La lutte consiste principalement à éviter d'emblaver des parcelles présentant un risque élevé de présence du pathogène en appliquant une procédure d'indexation des parcelles mise au point en 1958 par Sherwood et Hagedorn[8]. Les pratiques culturales doivent aussi intégrer un bon drainage des sols et des analyses d'échantillons du sol pour éviter les champs infestés. On peut recourir à la rotation culturale pour ralentir le taux de développement d' Aphanomyces euteiches, toutefois étant donné que les oospores peuvent survivre au moins dix ans dans le sol[2],[3],[5], cette méthode n'est pas efficace pour éradiquer l'inoculum. Par conséquent, lorsqu'un niveau élevé d'infestation par Aphanomyces euteiches a été identifié, les agriculteurs doivent s'abstenir de semer des plantes sensibles dans les parcelles concernées[2],[8].

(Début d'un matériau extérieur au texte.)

Issue #2830, opened 2026-08-06
Incrementality module: first-class support for complex funnel/mediator effects (direct vs mediated decomposition)


juanitorduz:
## Context

#2815 / #2828 introduced an opt-in contract for spend-dependent `mu_effects`: an effect whose contribution depends on `channel_data` must implement `incrementality_spec()` returning an `IncrementalitySpec`, otherwise the incrementality module raises rather than silently reporting the direct path as if it were the total. Once opted in, `compute_incremental_contribution` / `contribution_over_spend` return the **total** (direct + mediated) per-channel increment.

The advanced funnel notebook (#2814, `mmm_funnel_mueffect_advanced.ipynb`) shows that users of complex funnel models also want the **direct-only** path (and implicitly the mediated share). Today that must be assembled by hand from the `channel_contribution` posteriors — fine under the identity link, but not counterfactually meaningful under non-additive links (log, logistic), where contributions and increments no longer coincide.

## Proposal

An explicit estimand option, e.g. `paths="total" | "direct" | "mediated"` on `compute_incremental_contribution` / `contribution_over_spend`:

- `_delta_mu` already computes `channel_delta` and the per-effect deltas separately, so the decomposition is structurally available.
- Under nonlinear links, "direct" should be defined as a **controlled direct effect** (hold the mediator's contribution fixed while intervening on spend). The `pm.do` intervention routing from #2829 provides the machinery for this.

## Also consider

Reporting effect-level quantities users currently hand-roll — e.g. the induced mediator movement (ΔM*) in the mediator's own units. The advanced funnel notebook needs exactly this for its induced-spend ROAS denominator (spend + induced lower-funnel spend) and currently derives it from a manual `sample_posterior_predictive` counterfactual.

## Acceptance sketch

- The advanced funnel notebook's "Funnel (direct only)" row and its induced-spend denominator are computable from the incrementality module alone.
- Guard behavior unchanged: the module never silently reports the direct path as the total; every estimand is explicitly requested and labeled.

## References

- Notebook: `docs/source/notebooks/mmm/mmm_funnel_mueffect_advanced.ipynb` (#2814)
- Opt-in contract: #2815, part of #2828
- Intervention routing via `pm.do`: #2829

🤖 Generated with [Claude Code](https://claude.com/claude-code)

juanitorduz:
I think this one should follow after https://github.com/pymc-labs/pymc-marketing/pull/2813

drbenvincent:
[...]

Issue #2468, opened 2026-04-01
Add a component for the marketing funnel


TeemuSailynoja:
## Goal
Provide a way for users to model lower funnel dependency on upper funnel channels that integrates seamlessly with the library.

## Context
In the past, we have used a custom MuEffect to implement various advanced components into multidimensional MMMs. A structure of marketing funnel keeps coming up and we should provide a component for users to have their first steps into these MMMs with a more complex causal structure.

## Challenges
1. How strong are the assumptions we want to make on the structure?
2. How to integrate the mediated upper funnel contribution into the existing plots and summaries?
3. We need to ensure the optimizer works with the class. (I have a solution with MaskedPrior for this)
4. I think this class should come with a guide on how to expand it.

## Proposed path
1. Make a case study notebook on funnel modeling (I'm already working on one).
2. Agree on an API for the class to include in the library.
3. Update the notebook if needed to use and introduce the implemented class.

PR #2868, opened 2026-08-12
docs: address #2775 review findings in mmm_funnel_mueffect notebook

### LINKED ISSUE #2775: Updates to `mmm_funnel_mueffect` docs page + thoughts on the approach of `FunnelEffect`
Relates to the docs page `mmm_funnel_mueffect.ipynb` as well as the broader approach being taken with `FunnelEffect`.

---

This review has two layers, kept deliberately separate:

1. **The notebook** — is what it shows correct, and are its claims supported by what it runs?
2. **The direction** — does `FunnelEffect`-on-`MMM` scale as the route from "everything is a
   direct effect" to a DAG-first MMM?

The short version: the notebook is good work and its core result is real, with a few claims that
overreach what it computes. The direction concern is separate and unaffected by those fixes.

---

# Part 1 — The notebook

## What it establishes

**The estimation result holds.** On the synthetic DGP, Naive A (mediator as channel) and Naive B
(mediator omitted) are both biased; the funnel model recovers direct, indirect, and total
upper-funnel effects.

**The `FunnelEffect` pattern works.** A `MuEffect` that declares its own likelihood inside
`create_effect` turns "add a term to `mu`" into "fit a second structural equation jointly". That is
a genuinely useful demonstration, and it plugs into `MMM` without touching the class.

**It is the first *joint* funnel notebook.** The repo already ships `mmm_intro_upper_funnel` and
`mmm_upper_funnel_causal_approach`, which tell the same funnel story with a **two-stage** approach
(separate outcome model and mediation model). Joint estimation in one model is the new
contribution and should be credited as such — but see Part 2 on what three overlapping funnel
notebooks with three different mechanics implies.

## Claims that overreach

**"The bias is invisible in predictive fit" is only true for Naive A.** In-sample R² is Naive A
0.9649, Naive B 0.9412, funnel 0.9675. Naive A carries the worst bias (−27.2%) at an R²
indistinguishable from the funnel model — that comparison alone makes the point, emphatically.
Naive B has ~80% more residual variance, so fit *does* partially flag it. The notebook then
concludes "held-out error alone cannot catch it" without ever computing held-out error. Narrow the
claim to Naive A, or compute the holdout.

**The funnel model is the exact generative model.** Data is produced by `MMM(...) +
FunnelEffect(...)` clamped with `do()` and forward-sampled, then refit by the same classes with the
same transform families. "Only the funnel model recovers the truth" therefore holds under *zero*
structural misspecification. That is fine for parameter recovery, but it demonstrates
self-consistency, not robustness. The untested question is what the funnel model does when its DAG
is wrong — when the observed lower spend genuinely drives the target, or when `U` and `C` are
correlated. The notebook's own punchline (fit will not tell you your model is wrong) applies to the
funnel model too, and saying so pre-empts the obvious "but the funnel model works" reply.

**There is no lower-funnel lever in this DAG.** The graph is U→Y, U→D, C→D, D→M, D→Y. Nothing
points *out of* `M`: observed lower-funnel spend is a **measurement** of latent demand, not a cause
of the target, so `do(lower_spend)` has exactly zero effect on `Y`. The consequence is that this
model cannot answer "should I move budget from upper to lower funnel?" — arguably the main business
reason to build a funnel MMM. The notebook is honest that `Y` depends on `D` rather than `M`, but
files the allocation gap under "budget optimization is out of scope", which reads as a tooling
limitation. Even a perfect optimizer would find nothing to allocate here. Worth stating plainly.

**Terminology.** `lower_control` is described as "an exclusion restriction on the mediator
equation". The restriction doing the identification work is `C`'s *absence from the outcome
equation*. Minor, but the identification story leans on that sentence.

## Things that silently give the wrong answer today

None of these are debatable and all are reproducible:

| What | What happens |
|------|--------------|
| Waterfall decomposition | The notebook sets `plot_suite = "new"`; `DecompositionPlots.waterfall` goes through `get_contributions()`, which returns fixed buckets (channels / baseline / controls / seasonality) with no `mu_effects` branch. The funnel contribution is **dropped entirely** and the decomposition no longer sums to the fitted mean. (The *legacy* suite auto-detects `*_contribution_original_scale` and would show it as one mixed bar.) |
| `incrementality` ROAS | Hardcoded to `channel_contribution`. `upper_roas(funnel)` returns a plausible-looking number that omits the mediated path, with **no warning**. The notebook catches this by hand; a user would not. |
| `MMM.save()` / `load()` | `serialize()` succeeds, `deserialize()` raises `ValidationError` ("Input should be an instance of `AdstockTransformation`"): `to_dict` is supplied with no matching `from_dict` (contrast `MediaMuEffect`). The registered type key is `__main__.FunnelEffect`, so it would not resolve in a fresh process anyway. |
| Two decomposition paths disagree | `compute_counterfactual_contributions_dataset` **does** enumerate `mu_effects`; `get_contributions` does not. The same library answers "what are the contributions?" two different ways depending on which door you use. |

## Smaller gaps

- **Data plumbing.** `to_mmm_dataset(DataFrame)` reads only channel/control columns, so the funnel
  model needs an `xr.Dataset`. `make_mmm_dataset` is notebook-local; there is no library helper.
- **Scaling.** Channels are scaled to [0, 1]; the mediator equation runs on raw `lower_spend` /
  `lower_control`, so its `HalfNormal(1)` priors live on a different scale. Self-consistent here
  because the data is generated in-model; a trap on real data. The notebook flags this.
- **Library component.** `FunnelEffect` is notebook-only, untested.

---

# Part 2 — The direction

## `MMM` has no causal DAG in its representation

`MMM` holds channels, controls, transforms, and an ordered list of `mu_effects`. What gets compiled
is:

```text
μ = intercept + Σ channels + Σ controls + seasonality + Σ mu_effects
→ one primary target likelihood on y
```

The optional `dag` argument does **not** define structural equations. It is consumed only in
`__init__`, where it computes a backdoor adjustment set and intersects it with `control_columns`
(and silently nulls `yearly_seasonality` if seasonality is not in that set). It requires
`outcome_node` as well — passing `dag` alone does nothing at all. `BuildModelFromDAG` exists in
`causal.py` but builds linear `slope * parent` edges with no adstock or saturation, and is not used
by `MMM`.

So the PyMC graph contains `funnel_lower_demand` and a second likelihood, while to the `MMM` object
`funnel_effect_contribution` is just another summand. There is no first-class notion of treatment,
mediator, outcome, or valid intervention.

## The wiring makes this concrete

This is not only an architectural framing — it shows up in the code the notebook has to write:

- `create_effect` reads its treatment as `mmm.channel_data_scaled.isel(channel=0)`, a **hardcoded
  positional index**. Add a channel or reorder `channel_columns` and it silently transforms the
  wrong one.
- `channel_data_scaled` is a plain Python attribute carrying `## TODO: Find a better way to save it
  or access it in the pytensor graph.` in `mmm.py`. The only wiring point for a treatment is an
  acknowledged hack.
- `DataVarMuEffect.create_data` registers `pmd.Data(var_name, ...)` **unprefixed**, so two mediator
  effects sharing a control name collide with `ValueError: Variable name lower_control already
  exists.`

An effect cannot ask the model "which variable is my treatment?" because the model does not know.
It can only reach in by position and by global string name.

## Arbitrary causal queries will not generalize

Interventions are possible in PyMC (`pm.do`, graph surgery). They are not generic in `MMM` because
the library cannot represent what is being intervened on.

| Query | Productized `FunnelEffect` | Richer funnel graphs |
|-------|--------------------------|----------------------|
| Total / direct / indirect effects | Could be automated | Needs new components or a graph layer |
| Total ROAS (incl. induced spend) | Feasible with optimizer work | Custom counterfactuals per specification |
| Path-specific effects (one mediator only) | Needs graph semantics | Bespoke analysis |
| Valid `do()` vs input substitution | Needs documented assumptions | Analyst's responsibility |

The notebook's indirect counterfactual (set `upper_spend = 0`, subtract contributions) is correct
for this exogenous DGP — I checked that the scalers stay pinned, so the substitution is sound. It
is not a general intervention operator: under confounded plans or richer graphs, substitution and
`do()` diverge, and the framework cannot warn about it because it does not know the graph.

Identification is a separate axis again. Even with a causal query API, direct vs indirect paths can
be weakly identified (four independent media transforms), confounded plans add sensitivity (#2769),
and fit metrics will not catch misspecification.

## The open question

Productizing `FunnelEffect` — direct/indirect/total estimands, funnel ROAS, eventually funnel-aware
optimization — is a sensible next step and scales to **fixed funnel templates**.

The question to settle early is whether that is the endpoint, or whether funnel models need a
structural representation layer that supports arbitrary path queries. The evidence that it is not
the endpoint: the repo now has three funnel notebooks, three different mechanics, no shared
abstraction, and a decomposition API that disagrees with itself about whether `mu_effects` exist.
That destination is not reachable by accumulating more one-off effect subclasses.

I am not proposing an alternative here — that is a separate piece of work. The ask is only that we
agree on what the current approach can and cannot do before we build more on top of it.

## Suggested follow-ups

1. Decide whether `FunnelEffect`-on-`MMM` is the long-term architecture or a bridge.
2. Fix the silent-wrong-answer cases: waterfall dropping `mu_effects`, direct-only `incrementality`
   ROAS reported without warning, broken `save`/`load` round-trip.
3. Narrow the notebook's predictive-fit claim, and state that lower-funnel spend is a measurement,
   not a lever, in this DAG.
4. Promote `FunnelEffect` to a tested library component with consistent scaling and a working
   `from_dict`.

drbenvincent:
## Summary

Closes #2775.

This PR updates the `mmm_funnel_mueffect` docs notebook to address the notebook-specific review in #2775, without changing the DAG structure or `FunnelEffect` implementation.

- **Narrow predictive-fit claims:** distinguish Naive A (can match funnel R² with large causal bias) from Naive B (biased and worse fit); rename the section to "Predictive fit vs. causal bias".
- **Holdout evaluation:** refit Naive A, Naive B, and the funnel model on the first 80% of weeks and report holdout RMSE/R² on the last 20%.
- **Pedagogy and scope:** add prerequisites linking to the two-stage funnel notebooks; an `{important}` callout on self-consistency vs. robustness; fix exclusion-restriction wording; add a `{note}` that omitting $M \to Y$ is a deliberate teaching simplification.
- **Library footguns:** document `incrementality` direct-only ROAS, waterfall/`get_contributions()` omitting `mu_effects`, the two decomposition APIs, and broken `FunnelEffect` save/load — with links to open follow-up work.
- **ROAS estimand table** and stronger warning on `incrementality` for funnel models.
- **Figure hygiene:** `FIG_WIDTH`/`COLOR_*` constants, technical captions, `hide-input` on pure plotting cells.
- **Dev deps:** add `ipywidgets` to the `test` extra so local notebook runs avoid Rich's Jupyter warning.

Out of scope (left to other issues/PRs): promoting `FunnelEffect` to the library, fixing waterfall/incrementality in code, architecture decisions from Part 2 of #2775.

## Test plan

- [x] `uv run python scripts/run_notebooks/runner.py --notebooks docs/source/notebooks/mmm/mmm_funnel_mueffect.ipynb` (mock runner passes)
- [x] Pre-commit passes on changed files
- [ ] Docs build renders the updated notebook (holdout section adds three MCMC refits — full execute is slow)

----
📚 Documentation preview 📚: https://pymc-marketing--2868.org.readthedocs.build/en/2868/


juanitorduz:
@drbenvincent Looks great! Please take a look at the titles of the plots since they are gone :)

juanitorduz (changes requested):
Minor comments :)

drbenvincent:
@juanitorduz Thanks for the review — addressed in c78decd2:

- **Notation:** `Y_t \sim \mathcal{N}` → `\text{Normal}` to match `\text{TruncatedNormal}`.
- **FunnelEffect caveat:** reframed as a **Notebook-local implementation** warning (instead of "fragility") and linked to #2871.
- **Plot titles:** restored all missing `suptitle` / `title` calls (synthetic data, true decomposition, target posterior predictive, lower-funnel posterior predictive, parameter recovery, and recovered effect decomposition).
- **Colors:** reverted the synthetic data time-series plot to the original `black` / `C0` / `C1` / `C2` palette.

Notebook re-executed locally; mock runner still passes.

juanitorduz:
@drbenvincent, some additional minor comments. The only important one is to soften/remove the last section, which we are aware of via issues, and we are working towards it. It somehow sounds very negative as the final part of the notebook :)

drbenvincent:
@juanitorduz Thanks for the follow-up review — addressed in `413754a8` (includes merge from `main` / #2813).

**Epsilon notation (cell 4)** — We unified notation so structural equations use `$=$` and observed variables use `$\sim$`, matching the PyMC likelihoods. The causal story is unchanged. If explicit shocks help, the equivalent form is:

$$Y_t = \mu_t + \varepsilon^{Y}_t, \quad \varepsilon^{Y}_t \sim \text{Normal}(0, \sigma_Y)$$

with $\mu_t = \alpha + f_{\text{direct}}(U_t) + f_{l\to y}(D_t)$ as in the notebook. For $M_t$, we deliberately avoid a separate $\varepsilon^{M}$: measurement noise is encoded by $M_t \sim \text{TruncatedNormal}(D_t, \sigma_M, \text{lower}=0)$, not additive Gaussian noise. The exclusion story — execution noise in $M$ does not enter $Y$ because only $D_t$ enters $\mu_t$ — is already in the prose below the equations.

**CRPS (cells 67 / 71)** — Added `CRPS` alongside RMSE and $R^2$ in both in-sample and holdout tables via `pymc_marketing.metrics.crps` on the full posterior predictive.

**Stray `#` (cell 68 area)** — Removed an empty code cell that ReviewNB rendered as a lone `#`.

**Ending section** — Removed the “silent wrong answers” block; replaced with a short library-integration sentence linking to #2830, #2871, #2468, and #2804. Also merged #2813 incrementality changes (`incrementality_spec`, mediated ROAS check vs hand-rolled counterfactual).

Mock notebook runner passes locally.

drbenvincent:
Think this could be ready @juanitorduz. Hoping to merge before I address #2892 on the same notebook.

juanitorduz (approved):
Thank you @drbenvincent !

PR #2873, opened 2026-08-12
fix(mmm): support arbitrary VariableFactory in FourierBase.sample_prior

### LINKED ISSUE #1343: Fourier class `sample_prior` support for non-Prior classes
Having `sample_prior` method is not requirement of VariableFactory, only Prior so this needs to be changed:

https://github.com/pymc-labs/pymc-marketing/blob/c989eeba24e11c093161ab7e6294159f3447adfa/pymc_marketing/mmm/fourier.py#L460-L478

Something like in the media transformations will have to be done in order to support non-Prior classes:

https://github.com/pymc-labs/pymc-marketing/blob/c989eeba24e11c093161ab7e6294159f3447adfa/pymc_marketing/mmm/components/base.py#L339-L361

shivamlalakiya:
## Summary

Une étude indique que l'abondance d' Aphanomyces euteiches est moins grave quand les plantes infectées ont aussi un développement mycorhizal significatif[9]. L'utilisation excessive d'engrais azotés et phosphatés et les labours répétés peuvent réduire le développement des mycorhizes[10].
Chez la luzerne, une autre interaction peut se produire entre Aphanomyces euteiches et Phytophthora medicaginis, autre pathogène important de la luzerne qui est la cause de la pourriture racianire à Phytophthora. Dans ce cas, la colonisation par Aphanomyces euteiches peut contrarier le développement de Phytophthora medicaginis[2].
Histoire
[modifier | modifier le code]L'espèce Aphanomyces euteiches a été identifiée pour la première fois aux États-Unis en 1925 par Drechsler comme l'agent pathogène responsable de la pourriture racinaire du pois[2],[11],[12]. À l'époque, la maladie avait infesté le Wisconsin et le Midwest américain, où la pratique de la monoculture était courante depuis des décennies dans la production du pois pour l'industrie[2],[11],[13]. Le pathogène a depuis lors été signalé en Europe, en Australie, en Nouvelle-Zélande, au Japon, ainsi que dans tout le territoire des États-Unis, ce qui laisse penser que la maladie était déjà largement répandue au moment de sa découverte[2],[13].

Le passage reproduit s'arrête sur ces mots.